Update Load Balancer Server Pool Membership

  1. Create a VM extension for each of the jobs that will become members of the load balancer pools. Jobs can belong to multiple pools; for example, the router job may belong to pools for both the HTTP and HTTPS load balancers. Below is an example of the VM extension configuration for the Router job:

    {
    "cloud_properties": {
    "nsxt": {
      "lb": {
        "server_pools": [
          {
            "name": "PAS-GoRouter443ServerPool",
            "port": 443
          },
          {
            "name": "PAS-GoRouter80ServerPool",
            "port": 80
          }
        ]
      }
    }
    },
    "name": "http_https_lb"
    }
    

  2. For each VM extension, use a curl command to stage it with the Ops Manager API, (where VM_EXTENSION_FILE_PATH is the path to the VM extension file, e.g. /tmp/router_ext.json):

    curl "https://OPS-MAN-FQDN/api/v0/staged/vm_extensions" \
    -X POST \
    -H "Authorization: Bearer UAA-ACCESS-TOKEN" \
    -H "Content-Type: application/json" \
    -d "@VM_EXTENSION_FILE_PATH"
    
  3. Retrieve a list of staged products:

    curl 'https://OPS-MAN-FQDN/api/v0/staged/products' \
    -H "Authorization: Bearer UAA-ACCESS-TOKEN"
    

    Record the GUID of the cf product. In the following example output, the GUID is cf-01222ab1111111aaa1a.

    [
       {
          "product_version" : "1.10.6.0",
          "guid" : "p-bosh-dee11e111e1111ee1e1a",
          "installation_name" : "p-bosh",
          "type" : "p-bosh"
       },
       {
          "type" : "cf",
          "product_version" : "1.10.8-build.7",
          "installation_name" : "cf-01222ab1111111aaa1a",
          "guid" : "cf-01222ab1111111aaa1a"
       }
       ]
    
  4. Retrieve a list of jobs for your product:

    curl 'https://OPS-MAN-FQDN/api/v0/staged/products/PRODUCT-GUID/jobs' \
    -H 'Authorization: Bearer UAA-ACCESS-TOKEN'
    

    Record the GUIDs of the jobs whose security groups you want to update. See the following example output:

    {
    "jobs" : [
      {
         "guid" : "router-9c37cf48ae7412f2afd1",
         "name" : "router"
      },
      {
         "name" : "tcp_router",
         "guid" : "tcp_router-6af18efdd18d198edee9"
      },
      {
         "name" : "diego_brain",
         "guid" : "diego_brain-b49b0b2aed247302c0e1"
      },
    
  5. To update the load balancer server pool membership for your job, use the following command:

    curl "https://OPS-MAN-FQDN/api/v0/staged/products/PRODUCT-GUID/jobs/JOB-GUID/resource_config" \
      -X PUT
      -H "Content-Type: application/json" \
      -H "Authorization: Bearer UAA-ACCESS-TOKEN" \
      -d '{"instance_type": {"id": "INSTANCE-TYPE"},
          "instances": INSTANCE-COUNT,
          "additional_vm_extensions": ["VM-EXTENSION-NAME"]
      }'
    

    Replace the placeholder values as follows:

    • INSTANCE-TYPE: The instance type for the job. For the default instance type, use "automatic".
    • INSTANCE-COUNT: The number of instances for the job. The default number for each job is visible in the Resource Config section of the Ops Manager UI.
    • VM-EXTENSION-NAME: The name field of the VM Extension JSON config file written in step 1. In our example above, the name would be http_https_lb.

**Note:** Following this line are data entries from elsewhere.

PR #1764, opened 2026-09-11
chore(objectstorage): add retry on 429 for objectstorage control plane

h3adex:
## Description

Adds retry for object storage control plane API

## Checklist

- [x] Issue was linked above


h3adex:
Test Code:

```terraform
// Single bucket
resource "stackit_objectstorage_bucket" "test" {
  project_id = var.stackit_project_id
  name       = "rate-limit-test"
}

# Read the same bucket 200 times via separate datasource instances.
# for_each over a set of indices gives 200 independent Read calls,
# each hitting the Object Storage API enough to trigger the 60 req/min limit
# and exercise the retry + jitter logic without creating 100 real buckets.
data "stackit_objectstorage_bucket" "test" {
  for_each = toset([for i in range(200) : tostring(i)])

  project_id = stackit_objectstorage_bucket.test.project_id
  name       = stackit_objectstorage_bucket.test.name
  region     = stackit_objectstorage_bucket.test.region
}
```

Current upstream build (Error is wrong displayed it is 429 and not 404). Also fixed that:
 
Screenshot 2026-09-14 at 11 59 45


With new build trying to read 200 buckets:

Screenshot 2026-09-14 at 11 59 31

stackit/internal/services/objectstorage/compliance-lock/datasource.go
```diff
@@ -119,7 +119,8 @@ func (d *compliancelockDataSource) Read(ctx context.Context, req datasource.Read
 			"Reading compliance lock",
 			fmt.Sprintf("Compliance lock does not exist in project %q.", projectId),
 			map[int]string{
-				http.StatusForbidden: fmt.Sprintf("Project with ID %q not found or forbidden access", projectId),
+				http.StatusForbidden:       fmt.Sprintf("Project with ID %q not found or forbidden access", projectId),
+				http.StatusTooManyRequests: objectstorageUtils.RateLimitErrMsg,
```
marceljk, line 127: retry is missing in this datasource

marceljk (dismissed):

stackit/internal/services/objectstorage/compliance-lock/resource.go
```diff
@@ -165,20 +165,32 @@ func (r *compliancelockResource) Create(ctx context.Context, req resource.Create
...
 		var oapiErr *oapierror.GenericOpenAPIError
 		ok := errors.As(err, &oapiErr)
 
 		if !(ok && oapiErr.StatusCode == http.StatusConflict) {
-			core.LogAndAddError(ctx, &resp.Diagnostics, "Error creating compliance lock", fmt.Sprintf("Calling API: %v", err))
+			utils.LogError(ctx, &resp.Diagnostics, err, "Error creating compliance lock", fmt.Sprintf("Calling API: %v", err),
+				map[int]string{http.StatusTooManyRequests: objectstorageUtils.RateLimitErrMsg},
+			)
 			return
 		}
```
SerseusWasTaken: This if check only guarantees that the encountered error is not a `StatusConflict`, it does not ensure we encountered a `StatusTooManyRequests`, unless i missed something. We should not assume that it is a rate limit in this case. I would prefer to have an explicit if check for rate limit that prints the `objectstorageUtils.RateLimitErrMsg` and a generic error branch that does not.

stackit/internal/services/objectstorage/utils/util.go
```diff
@@ -18,8 +19,37 @@ import (
...
+//     are typically consumed within a few seconds; without jitter all goroutines wake at the
+//     exact same moment ~50s later and collide again.
+//   - 60s cap: covers a full rate-limit window reset.
+//   - 15 attempts: total budget ≈790s, covering up to ~790 concurrent goroutines and
+//     well above the ~1000s run time for 1000 buckets at 60 req/min.
+var RateLimitRetryConfig = utils.RetryConfig{
+	Attempts: 15,
+	Backoff: func(attempt int) time.Duration {
+		base := min(10*time.Second*(1<<uint(attempt-1)), 60*time.Second)
+		// Add ±25% jitter: spread = base/4, centered on base -Y [0.75×base, 1.25×base]
```
SerseusWasTaken: What does the -Y refer to? 😄

h3adex: Changed to something easier

rubenhoenle (changes requested):
Wrapping every API call with a util function will be a mess to roll out across the whole provider and to maintain. I suggest we go with some retry handler in the SDK clients instead. See #1771 for reference. This PR also makes use of the `Retry-After` header which we should definitely take into account.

    WARNING: Do not use the resource config fields for nsx_lbs and nsx_security_groups; these fields only work on NSX-V. To configure load balancers on NSX-T, you must use the VM Extensions API.

  6. Navigate to OPS-MAN-FQDN in a browser and log in to the Ops Manager Installation Dashboard.

  7. Click Review Pending Changes, then Apply Changes to redeploy.